Carlos Carreira projetou uma final entre França e Inglaterra na Copa do Mundo e rejeitou a ideia de impedir técnicos estrangeiros de comandar a seleção brasileira. As duas discussões foram apresentadas no Cabine do VAR antes das semifinais.
Ao tratar de Carlo Ancelotti, Carreira disse que o treinador tem contrato firmado e só deixaria o cargo diante de uma nova mudança de comando na CBF. Ele lembrou a instabilidade recente da entidade e classificou como inadequada a possibilidade de criar uma restrição legal a estrangeiros na seleção.
“Alguns técnicos que realmente criticam isso são técnicos que inclusive trabalharam no exterior.”
Disse Carlos Carreira.
Para Carreira, treinadores brasileiros sempre buscaram oportunidades em outros países, o que torna contraditória uma barreira equivalente no Brasil. A avaliação sobre o trabalho de Ancelotti, segundo ele, deve depender dos resultados e do desenvolvimento da equipe.
O debate também passou pela influência de dirigentes, empresários e casas de apostas. Para Carreira, as bets seriam prejudicadas por uma eventual manipulação, porque teriam de pagar apostas concentradas em resultados improváveis. A integridade da competição, em sua visão, depende de arbitragem consistente e profissionalizada.
Na projeção esportiva, Carreira disse perceber perda de fôlego da Argentina e vantagem da Inglaterra na semifinal. Mesmo reconhecendo que seus palpites anteriores não se confirmaram, apontou um confronto totalmente europeu como cenário provável para a decisão.

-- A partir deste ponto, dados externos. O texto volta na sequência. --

PR #5347, opened 2024-07-30
ClickHouse as a subprocess

### LINKED ISSUE #5207: ClickHouse: Support starting ClickHouse as a sub-process
- When no other DSN is configured
- Should only do it on local

esevastyanov:
Closes #5207


cli/cmd/start/start.go
```diff
@@ -143,6 +143,14 @@ func StartCmd(ch *cmdutil.Helper) *cobra.Command {
 			}
 			localURL := fmt.Sprintf("%s://localhost:%d", scheme, httpPort)
 
+			// if olapDriver is clickhouse and no olapDSN is specified, run ClickHouse as a subprocess
+			if olapDriver == "clickhouse" && olapDSN == local.DefaultOLAPDSN {
+				olapDSN, err = startClickHouse(cmd.Context(), projectPath)
+				if err != nil {
+					return err
+				}
+			}
```
begelundmuller, line 152: Unfortunately this is not a reliable way of discovering if ClickHouse is the OLAP engine because these flags are deprecated: https://github.com/rilldata/rill/blob/b67474d7b4fd3770f21999f0c3e96a3e86c216b7/cli/cmd/start/start.go#L196-L199

We now support having one project connect to multiple OLAP engines simultaneously by configuring `connector: name` in the individual sources and models. To avoid repetition, a default engine can be configured in `rill.yaml` using `olap_connector: ...`.

I think the only way to handle this is to move the handling of starting the ClickHouse subprocess into `runtime/drivers/clickhouse` in the `driver.Open` function. This has some nice other advantages:
- Provides easy access to the `DataDir` and `TempDir` (they are automatically made available as connector properties [here](https://github.com/rilldata/rill/blob/b67474d7b4fd3770f21999f0c3e96a3e86c216b7/runtime/connections.go#L281-L285)).
- Allows overriding parameters like the port using variables, maybe something like `--var connector.clickhouse.embed_port`.
- Centralizes ClickHouse logic in the ClickHouse driver package.
- The `Close` function on the driver handle is automatically called when interrupt signals are received, so the subprocess doesn't need to listen for OS signals directly. It can just respond to `Close` calls.

begelundmuller (changes requested):

cli/cmd/start/clickhouse.go
```diff
@@ -0,0 +1,259 @@
...
+		if err != nil {
+			return "", fmt.Errorf("error creating ClickHouse directory: %w", err)
+		}
+	}
+
+	if _, err := os.Stat(destPath); err == nil {
+		// ClickHouse binary already exists
+		// TODO: Check compatibility in case the binary is outdated.
+		return destPath, nil
+	}
```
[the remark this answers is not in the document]
esevastyanov: I haven't found a way to determine the version of the Clickhouse binary without running and querying it.

cli/cmd/start/clickhouse.go
```diff
@@ -0,0 +1,259 @@
...
+// ClickHouse requires a config file with a minimal set of properties to be passed:
+// https://github.com/ClickHouse/ClickHouse/blob/master/programs/server/embedded.xml
+// Full list of properties can be found here:
+// https://github.com/ClickHouse/ClickHouse/blob/master/programs/server/config.xml
+func clickHouseConfigContent(projectPath string) []byte {
+	config := []byte(fmt.Sprintf(`<clickhouse>
+    <logger>
+        <level>trace</level>
+        <console>true</console>
+    </logger>
```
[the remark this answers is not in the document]
esevastyanov: at least `information` level is required to determine the start status

cli/cmd/start/clickhouse.go
```diff
@@ -0,0 +1,259 @@
...
+</clickhouse>`, projectPath, projectPath, projectPath))
+	return config
+}
+
+// newCmd initializes an exec.Cmd that sends SIGINT instead of SIGKILL when the ctx is canceled.
+func newCmd(ctx context.Context, name string, args ...string) *exec.Cmd {
+	cmd := exec.CommandContext(ctx, name, args...)
+	cmd.Cancel = func() error {
+		return cmd.Process.Signal(os.Interrupt)
+	}
```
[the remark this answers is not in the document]
esevastyanov: `ctx` isn't required as `driver.Open` doesn't have it

cli/cmd/start/clickhouse.go
```diff
@@ -0,0 +1,259 @@
...
+		if err == nil {
+			conn.Close()
+			return nil
+		}
+		if time.Since(start) > timeout {
+			return fmt.Errorf("timed out waiting for ClickHouse to be ready")
+		}
+		time.Sleep(1 * time.Second)
+	}
+}
```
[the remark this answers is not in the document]
esevastyanov: this check might be removed as log monitoring is enough

cli/cmd/start/clickhouse.go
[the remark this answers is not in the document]
begelundmuller: What if we pin to a specific version when downloading the binary? Like we pin to a specific DuckDB version. Then we would know it, right?

cli/cmd/start/clickhouse.go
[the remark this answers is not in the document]
begelundmuller: I meant are these shown in the user's CLI logs? We may need them internally to determine if it started successfully, but I just don't want to clutter the Rill logs.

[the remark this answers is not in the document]
esevastyanov: I left only clickhouse error logs to be proxied into the zap error logs until clickhouse is up. Once clickhouse is up, there won't be any logs proxied (shown in the user's cli logs)

begelundmuller (changes requested):
Caught up with Eugene and he mentioned the following todos are still outstanding:
- [ ] Download the proper binary per OS and architecture
- [x] Pin to a specific ClickHouse version and cache it by version name in `~/.rill`
- [ ] Debug the timeout errors that occasionally occur

runtime/drivers/clickhouse/clickhouse.go
```diff
@@ -112,6 +117,7 @@ func (d driver) Open(instanceID string, config map[string]any, client *activity.
 		return nil, err
 	}
 
+	var embed *embedClickHouse
 	// build clickhouse options
 	var opts *clickhouse.Options
```
begelundmuller, line 122: nit: Prefer section-level comments

```suggestion
	// build clickhouse options
	var opts *clickhouse.Options
	var embed *embedClickHouse
```

runtime/drivers/clickhouse/clickhouse.go
```diff
@@ -238,7 +252,15 @@ func (c *connection) Config() map[string]any {
...
-	return c.db.Close()
+	return errors.Join(
+		c.db.Close(),
+		func() error {
+			if c.embed != nil {
+				return c.embed.stop()
+			}
+			return nil
+		}(),
+	)
```
begelundmuller, line 263: Since these calls won't be parallelized, and it's best to close the DB connection first, how about flattening the code like this?

```suggestion
	errDB := c.db.Close()

	var errEmbed error
	if c.embed != nil {
		errEmbed = c.embed.stop()
	}

	return errors.Join(errDB, errEmbed)
```

runtime/drivers/clickhouse/embed.go
```diff
@@ -0,0 +1,377 @@
...
+		err := e.startAndWaitUntilReady()
+		ready <- err
+		if err != nil && e.cmd != nil && e.cmd.Process != nil {
+			_ = e.cmd.Process.Kill()
+			return
+		}
+
+		if err := e.cmd.Wait(); err != nil {
+			e.logger.Error("clickhouse server exited with an error", zap.Error(err))
+		}
```
begelundmuller, line 77: What about when there's a graceful shutdown (i.e. `stop` is called) – will ClickHouse shut down with status 0 or will there be some kind of error? If there's an error, we should probably skip it here.

runtime/drivers/clickhouse/embed.go
```diff
@@ -0,0 +1,377 @@
...
+	}()
+
+	if err := <-ready; err != nil {
+		return nil, err
+	}
+
+	addr := net.JoinHostPort("localhost", fmt.Sprintf("%d", e.tcpPort))
+	e.logger.Info("ClickHouse server: " + "clickhouse://" + addr)
```
begelundmuller, line 85:
```suggestion
	e.logger.Info("Running an embedded ClickHouse server", zap.String("addr", addr))
```

runtime/drivers/clickhouse/embed.go
```diff
@@ -0,0 +1,377 @@
...
+
+	return &clickhouse.Options{
+		Protocol: clickhouse.Native,
+		Addr:     []string{addr},
+	}, nil
+}
+
+func (e *embedClickHouse) stop() error {
+	e.logger.Info("Stopping ClickHouse server: " + fmt.Sprintf("localhost:%d", e.tcpPort))
```
begelundmuller, line 94: Should use structured logging and same format as in `start`:

```suggestion
	addr := net.JoinHostPort("localhost", fmt.Sprintf("%d", e.tcpPort))
	e.logger.Info("Stopping embedded ClickHouse server", zap.String("addr", addr))
```

runtime/drivers/clickhouse/embed.go
```diff
@@ -0,0 +1,377 @@
...
+	case "darwin":
+		fileName := ""
+		switch goarch {
+		case "amd64":
+			fileName = "clickhouse-macos"
+		case "arm64":
+			fileName = "clickhouse-macos-aarch64"
+		}
+		url := "https://github.com/ClickHouse/ClickHouse/releases/download/" + release + "/" + fileName
+		logger.Info(fmt.Sprintf("Will download %s into %s\n", url, destPath))
```
begelundmuller, line 139:
```suggestion
		logger.Info("Downloading ClickHouse binary", zap.String("url", url), zap.String("dst", destPath))
```

runtime/drivers/clickhouse/embed.go
```diff
@@ -0,0 +1,377 @@
...
+		fileName := ""
+		switch goarch {
+		case "amd64":
+			fileName = "clickhouse-common-static-24.7.4.51-amd64.tgz"
+		case "arm64":
+			fileName = "clickhouse-common-static-24.7.4.51-arm64.tgz"
+		}
+		url := "https://github.com/ClickHouse/ClickHouse/releases/download/" + release + "/" + fileName
+		destTgzPath := filepath.Join(destDir, release, fileName)
+		logger.Info(fmt.Sprintf("Will download %s into %s\n", url, destTgzPath))
```
begelundmuller, line 153:
```suggestion
		logger.Info("Downloading ClickHouse binary", zap.String("url", url), zap.String("dst", destTgzPath))
```

runtime/drivers/clickhouse/embed.go
```diff
@@ -0,0 +1,377 @@
...
+}
+
+func newEmbedClickHouse(tcpPort int, dataDir, tempDir string, logger *zap.Logger) *embedClickHouse {
+	return &embedClickHouse{tcpPort: tcpPort, dataDir: dataDir, tempDir: tempDir, logger: logger}
+}
+
+// start installs (depending on OS and platform) and starts ClickHouse server.
+// The destination directory for the ClickHouse binary is .rill/clickhouse.
+// The function returns the DSN for the ClickHouse server and close function.
+func (e *embedClickHouse) start() (*clickhouse.Options, error) {
```
begelundmuller, line 40: Adding a todo here since this is important to handle in a follow up (will assign someone after this merges):

```suggestion
// The function returns the DSN for the ClickHouse server and close function.
// 
// TODO: Since this can be a long-running process, we should accept a `ctx`,
// but the `drivers.Open` function currently doesn't propagate that.
func (e *embedClickHouse) start() (*clickhouse.Options, error) {
```

runtime/drivers/clickhouse/embed.go
esevastyanov: There is no error in case of a graceful shutdown

begelundmuller (approved):

PR #5348, opened 2024-07-30
feat: Add support for percent of totals in MetricsViewAggregation

AdityaHegde:
To add support for percent of totals based filter criteria in alerts, we need to add percent of totals as a variant of a measure.

This PR adds that support to MetricsViewAggregation by calculating totals and rewriting percent of totals with `measure/<calculated_total>`


proto/rill/runtime/v1/queries.proto
```diff
@@ -389,6 +389,7 @@ message MetricsViewAggregationMeasure {
     MetricsViewAggregationMeasureComputeComparisonValue comparison_value = 7;
     MetricsViewAggregationMeasureComputeComparisonDelta comparison_delta = 8;
     MetricsViewAggregationMeasureComputeComparisonRatio comparison_ratio = 9;
+    MetricsViewAggregationMeasurePercentOfTotal percent_of_total = 10;
```
begelundmuller, line 392: nit: put "compute" in the name like for the other computed measure types: `MetricsViewAggregationMeasureComputePercentOfTotal`

begelundmuller:
On reflection, I think this might be simpler to solve with an additional query. 

I think there might actually be a simple way to achieve that. The new `metricsview` package supports `Query`-level and `AST`-level rewrites. This might be achieved with a `Query`-level rewrite that looks for percent-of-total measures, and if it finds any, computes the total and rewrites the compute measure to contain the actual float value to divide by.

For inspiration, you can see this rewriter which turns relative time ranges into fixed time ranges, sometimes making a separate query to get the min/max timestamps of the metrics view: https://github.com/rilldata/rill/blob/b67474d7b4fd3770f21999f0c3e96a3e86c216b7/runtime/metricsview/executor_rewrite_time.go#L14-L16

runtime/metricsview/executor.go
```diff
@@ -184,6 +184,10 @@ func (e *Executor) Query(ctx context.Context, qry *Query, executionTime *time.Ti
 		return nil, err
 	}
 
+	if err := e.rewritePercentOfTotals(ctx, qry, e.metricsView, e.security); err != nil {
```
begelundmuller, line 187: This rewrite should be moved up above the `rewriteQueryDruidExactify` rewrite (since I think the exactify rewrite may try computing the measure)

runtime/metricsview/ast.go
```diff
@@ -372,6 +372,21 @@ func (a *AST) resolveMeasure(qm Measure, visible bool) (*runtimev1.MetricsViewSp
 		}, nil
 	}
 
+	if qm.Compute.PercentOfTotal != nil {
+		m, err := a.lookupMeasure(qm.Compute.PercentOfTotal.Measure, visible)
```
begelundmuller, line 376: For safety, let's add a check/error that `qm.Compute.PercentOfTotal.Total` is not `nil` at this point

runtime/metricsview/query.go
```diff
@@ -94,6 +98,11 @@ type MeasureComputeComparisonRatio struct {
 	Measure string `mapstructure:"measure"`
 }
 
+type MeasureComputePercentOfTotal struct {
+	Measure string  `mapstructure:"measure"`
+	Total   float64 `mapstructure:"total"`
```
begelundmuller, line 103: Change to `*float64` to distinguish between cases where the total was not computed, and where the total is `0`

runtime/metricsview/executor.go
```diff
@@ -291,6 +295,10 @@ func (e *Executor) Export(ctx context.Context, qry *Query, executionTime *time.T
 		return "", err
 	}
 
+	if err := e.rewritePercentOfTotals(ctx, qry, e.metricsView, e.security); err != nil {
```
begelundmuller, line 298: Also needs to be moved up above `rewriteQueryDruidExactify` here

runtime/metricsview/executor_rewrite_percent_of_totals.go
```diff
@@ -0,0 +1,111 @@
...
+	if err != nil {
+		return err
+	}
+	defer e.Close()
+
+	res, err := e.Query(ctx, totalsQry, nil)
+	if err != nil {
+		return err
+	}
+	defer res.Close()
```
begelundmuller, line 48: The exactify rewriter does a couple things differently that I think we should also do here:

1. Explicitly set all members of the `Query{}` struct to reduce chance of forgetting to handle one if it's changed in the future
2. Explicitly call `NewAST` and `e.olap.Execute` to a) prevent any chance infinite recursion, b) only apply the rewrites that make sense in this context (I think that would be only `rewriteApproxComparisons` and `rewriteDruidGroups`)

runtime/metricsview/executor_rewrite_percent_of_totals.go
```diff
@@ -0,0 +1,111 @@
...
+
+	for i, measure := range measures {
+		t, ok := rowMap[measure.Name]
+		if !ok {
+			return fmt.Errorf("measure %q didnt return data", measure.Name)
+		}
+		tf, ok := numberLikeToFloat64(t)
+		if !ok {
+			return fmt.Errorf("%q is not a number", measure.Name)
+		}
```
begelundmuller, line 68: If you create a slice of floats and pass it to `Scan`, you can lean into the `database/sql` drivers ability to scan numbers into a `float64`. Similar to this logic in the Parquet exporter: https://github.com/rilldata/rill/blob/36d9921ea0f2f13ebc3b262412853c834eff13a2/runtime/drivers/file/model_executor_olap_self.go#L295

It might look something like this:
```go
vals := make([]*float64, len(measures))
for i := range vals {
  vals[i] = new(float64)
}

for res.Next() {
  err := rows.Scan(vals...)
  // ...
}
```

begelundmuller (changes requested):

runtime/metricsview/ast.go
```diff
@@ -372,6 +372,21 @@ func (a *AST) resolveMeasure(qm Measure, visible bool) (*runtimev1.MetricsViewSp
...
+		if err != nil {
+			return nil, err
+		}
+
+		return &runtimev1.MetricsViewSpec_MeasureV2{
+			Name:               qm.Name,
+			Expression:         fmt.Sprintf("%s*100/%f", a.dialect.EscapeIdentifier(m.Name), qm.Compute.PercentOfTotal.Total),
+			Type:               runtimev1.MetricsViewSpec_MEASURE_TYPE_DERIVED,
```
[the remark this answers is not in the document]
AdityaHegde: 1. We are calculating the measure value itself in a subquery since it might be used for comparison columns as well. So adding the expression here will recompute it wont it?
2. Update to be safer.

runtime/metricsview/executor_rewrite_percent_of_totals.go
AdityaHegde: Will this not add some complexity? Any new rewrite need to be added in multiple places and the author needs to be aware of it. Not sure if it can be solved as is right now.

runtime/metricsview/ast.go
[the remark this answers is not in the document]
begelundmuller: Okay, if you think it will mostly be queried in requests that also query the plain measure value, then I agree the derived approach is better

runtime/metricsview/executor_rewrite_percent_of_totals.go
begelundmuller: Yeah it's a little annoying, but I think it's best to explicitly add the rewrites each time at this point. To avoid recursion dangers and because the rewrites are a very mixed bag (some require a specific order of other rewrites, some are expensive to run, some don't make sense in the context of certain calls).

If we end up adding more rewrites, it may make sense to refactor how they're configured to avoid the repetition.

begelundmuller (approved):

runtime/metricsview/ast.go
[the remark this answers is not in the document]
AdityaHegde: Ya. I would assume all instances of totals in dashboard right now can be replaced with this.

“Eu acho que ela não aguenta a Inglaterra. […] Podemos ter aí a batalha europeia, talvez uma das mais enigmáticas de Copa do Mundo, França e Inglaterra.”
Disse Carlos Carreira.
A rivalidade histórica entre Inglaterra e Argentina também foi citada como elemento capaz de aumentar a tensão na semifinal. O palpite, porém, permaneceu apresentado como leitura do comentarista, e não como resultado definido.